- Born: Iñigo Corcuera Regalado June 1, 1855 Sampaloc, Manila, Captaincy General of the Philippines
- Died: September 2, 1896 (aged 41) Manila, Philippines
- Occupations: Poet and novelist

= Iñigo C. Regalado =

Filipino poet and journalist

Iñigo Corcuera Regalado (1 June 1855 – 2 September 1896) was a Filipino poet, printer, journalist, editor, playwright, lyricist, and songwriter of Tagalog descent. He used the pen name Odalager or Odalaguer ("Regalado" spelt backwards with u added based on Spanish orthography), Igini, and Gaolerad, another pseudonym derived from the letters of Regalado's surname.

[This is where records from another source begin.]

PR #164, opened 2021-12-11
Support transactions

### LINKED ISSUE #162: Add API support for transactions
I think adding first class support for transactions to the API would be nice.

I’m thinking probably a closure based API would be best?

dyedgreen:
Closes #162

### DIFF
--- a/src/db.ts
+++ b/src/db.ts
@@ -196,6 +196,15 @@ export class DB {
     return new PreparedQuery<R, O, P>(this._wasm, stmt, this._statements);
   }
 
+  /**
+   * Run a function within the context of a database
+   * transaction. If the function throws an error,
+   * the transaction is rolled back. Otherwise, the
+   * transaction is committed when the function returns.
+   *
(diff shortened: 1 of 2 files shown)


dyedgreen:
One open question is whether this should support async functions inside the transaction. I'm tempted to use an API similar to the standard libraries:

According to J.C. Balmaceda in his Ang Tatlong Panahon ng Tulang Tagalog ("The Three Periods of Tagalog Poetry", 1938), Regalado was "one of the later 19th century poets who broke from the traditional forms of the metrical romance and the church verse in order to forge a new trail in Tagalog poetry."

==Family==
Regalado was born in Sampaloc, Manila. Regalado was the husband of Saturnina Reyes. Among their children were their namesakes, namely Iñigo Ed. Regalado and Saturnina Regalado. His son, Iñigo Ed. Regalado also became a respected poet, novelist, and politician. His daughter Saturnina Regalado married Victor Villamiel Sr., former mayor of Atimonan, Quezon.

==Career==
As a Tagalog playwright, Regalado was a writer of the duplo, a traditional oral form of Tagalog poetry. As a songwriter, Regalado authored love songs and ballads, including the Ang Ganda Mo Neneng ("Your Beauty Neneng" or "You Are Beautiful Neneng"). As a poet, Regalado’s poetry was published in the calendars and almanacs created by Isabelo de los Reyes and Pascual H. Poblete. His verses and lyrics depicted Filipino customs and traditions during his lifetime. He pioneered the printing and publication of works in the Tagalog language. He, together with Gregorio Bautista, published the La Opinion in 1887. After selling the La Opinion publication to Juan Atayde, Regalado became the manager of the Tagalog-language section of the La Lectura, a bi-weekly newspaper. He later became the printer for Atayde’s printing press, the Imprenta de Don Juan Atayde y Ca. Among the other periodicals Regalado printed were El Eco de Filipinas (beginning September 1980) and La Ilustración Filipina. He was the editor of the Spanish-Tagalog periodical Ang Pliegong Tagalog (since 3 May 1896), a periodical that was later used by the Katipuneros as a propaganda tool. Among his other literary works was the Ang Cuintas ng Jesuita (The Jesuit's Necklace).